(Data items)
Issue #715, opened 2018-05-09
avoid infinite loops in AF_slice (and check for this in slice sampler)


paciorek:
AFSS can get stuck inside looping.

@NLMichaud can you remind us when this can occur?

@danielturek could the same thing happen with slice and slice_ESS?

Solution is presumably to break out of the loop(s) after some max number of iterations.

danielturek:
@paciorek @NLMichaud I don't believe this can happen in the slice sampler, but I'll wait to hear Nick's description of the problem-case to be sure about that.

No, there are no such loops in the elliptical slice sampler.

perrydv:
Based on code inspection, I think that yes the same infinite behavior of the while loop could occur [here](https://github.com/nimble-dev/nimble/blob/47be0c76987aabf4290590ec587f0264e5e4ef42/packages/nimble/R/MCMC_samplers.R#L474) in `sampler_slice`.

When the situation is healthy, the conditions for exiting the loop are achieved.  But in an unhealthy situation like a bimodal conditional distribution, the `L` and `R` bounds can contract into each other forever.  Two ideas for checking would be (i) track the number of iterations and set a maximum or (ii) check abs(R - L) and if it is 0 (or < epsilon), there is a problem.

paciorek:
@perrydv I don't see how the infinite contraction could occur unless one has point mass in the density, the current value is at that point mass, and the density is not flagged as a discrete distribution.

paciorek:
I've looked at the slice, AF_slice and ess samplers and all of them have a while loop where they could get stuck if for some reason the logProb is always NA or NaN or if the L and the R bounds contract infinitely (see above for a question about cases in which this could occur). 

Here's my tentative plan for this (for each of these samplers):
 - add a 'maxContraction' control argument for the maximum number of times the interval contracts
 - add a 'warnMaxContraction' control argument that controls if a message is printed when the maximum number of contractions is reached
 - if the maxContraction is reached, break out of the loop and copy from mvSaved to model. Note that for AF_slice if any of the dimensions reach maxContraction, I will reject the samples for all dimensions --  This is for simplicity and in recognition that if this happens something is likely pretty wrong, so causing the chain to not move may clue the user in to something going on.

Definitely welcome any suggestions/thoughts.

danielturek:
Following the specifics of these troublesome cases only at a very high level, my reactions are:

[...]

PR #741, opened 2018-06-05
gracefully exit out of slice / AF_slice/ ESS while loop

paciorek:
This exits out of the while loop when reach maxContractions or L and R converge to each other. 

Also adds a basic test in for the slice_sampler case.

@danielturek please take a look, and @perrydv if you like.

### DIFF
--- a/packages/nimble/R/MCMC_samplers.R
+++ b/packages/nimble/R/MCMC_samplers.R
@@ -437,6 +437,11 @@ sampler_slice <- nimbleFunction(
         adaptInterval <- if(!is.null(control$adaptInterval)) control$adaptInterval else 200
         width         <- if(!is.null(control$sliceWidth))    control$sliceWidth    else 1
         maxSteps      <- if(!is.null(control$sliceMaxSteps)) control$sliceMaxSteps else 100
+        maxContractions        <- if(!is.null(control$maxContractions))
+                                      control$maxContractions else 100
+        maxContractionsWarning <- if(!is.null(control$maxContractionsWarning))
+                                      control$maxContractionsWarning else TRUE
+        eps <- 1e-15
         ## node list generation
         targetAsScalar <- model$expandNodeNames(target, returnScalarComponents = TRUE)
         calcNodes <- model$getDependencies(target)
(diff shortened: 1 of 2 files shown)


paciorek:
Whoops, meant to note this fixes #715

packages/nimble/R/MCMC_samplers.R
```diff
@@ -471,15 +476,26 @@ sampler_slice <- nimbleFunction(
...
+            ## The checks for R-L small and max number of contractions are for cases where model is in
+            ## invalid state and lp calculations are NA/NaN or where R and L contract to each other
+            ## division by R+L+eps ensures we check relative difference and that contracting to zero is ok
             if(x1 < x0) { L <- x1
                       } else      { R <- x1 }
             x1 <- L + runif(1, 0, 1) * (R - L)           # sample uniformly from (L,R) until sample is inside of slice (with shrinkage)
             lp <- setAndCalculateTarget(x1)
+            numContractions <- numContractions + 1
+        }
+        if((R-L)/(abs(R)+abs(L)+eps) <= eps | numContractions == maxContractions) {
```
perrydv: @paciorek Should the numerator be wrapped in `abs`?

packages/nimble/R/MCMC_samplers.R
```diff
@@ -437,6 +437,11 @@ sampler_slice <- nimbleFunction(
         adaptInterval <- if(!is.null(control$adaptInterval)) control$adaptInterval else 200
         width         <- if(!is.null(control$sliceWidth))    control$sliceWidth    else 1
         maxSteps      <- if(!is.null(control$sliceMaxSteps)) control$sliceMaxSteps else 100
+        maxContractions        <- if(!is.null(control$maxContractions))
+                                      control$maxContractions else 100
```
perrydv: @paciorek Should we choose a larger default?  I'm thinking we want to be conservative, with the goal to avoid a infinite loop in invalid or pathological cases but also to avoid false positives.

packages/nimble/R/MCMC_samplers.R
```diff
@@ -548,13 +570,23 @@ sampler_ess <- nimbleFunction(
...
+            ## for cases where model is in invalid state and lp calculations are NA/NaN or where
+            ## theta interval contracts to zero
             if(theta < 0)   theta_min <- theta   else   theta_max <- theta
             theta <- runif(1, theta_min, theta_max)
             model[[target]] <<- f*cos(theta) + nu*sin(theta) + target_mean
             lp <- calculate(model, calcNodes)
+            numContractions <- numContractions + 1
         }
-        nimCopy(from = model, to = mvSaved, row = 1, nodes = calcNodes, logProb = TRUE)
+        if(theta_max - theta_min <= eps | numContractions == maxContractions) {
```
perrydv: @paciorek Why did you use a relative difference check in `sampler_slice` but an absolute difference here?

packages/nimble/R/MCMC_samplers.R
```diff
@@ -639,16 +676,28 @@ sampler_AF_slice <- nimbleFunction(
...
+                ## interval contracts to zero
                 if(prop < 0) { Lbound <- prop }
                 else         { Rbound <- prop }
                 nContracts[i] <<- nContracts[i] + 1
                 prop <- Lbound + runif(1, 0, 1) * (Rbound - Lbound)
                 x1 <- x0 + prop * eigenVec
                 lp <- setAndCalculateTarget(x1)
+                numContractions <- numContractions + 1
             }
+            if(Rbound - Lbound <= eps | numContractions == maxContractions)
```
perrydv: @paciorek Same question on relative vs. absolute check.

paciorek:
The convergence seems to generally happen in less than 100, so probably doesn't matter much - I'm fine with making it bigger, say 1000, but I think the R-L part of the check will be triggered first. 

For the R-L part of the check, both AF_slice and ESS are contracting to 0, so dividing by the magnitude of R and L (which are called Rbound,Lbound and theta_min,theta_max in those samplers) means we are dividing by numbers going to zero. Given the eps in the denominator, if we use the relative check, it would essentially amount to having (R-L)/eps < eps if we wanted it as a relative check. I suppose that is logically consistent, but it does mean that we don't break out until R-L is less than 1e-30, which seems excessive.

Exercise brief: In the records above, collect each line with "NLMichaud".

Expected output:
@NLMichaud can you remind us when this can occur?
@paciorek @NLMichaud I don't believe this can happen in the slice sampler, but I'll wait to hear Nick's description of the problem-case to be sure about that.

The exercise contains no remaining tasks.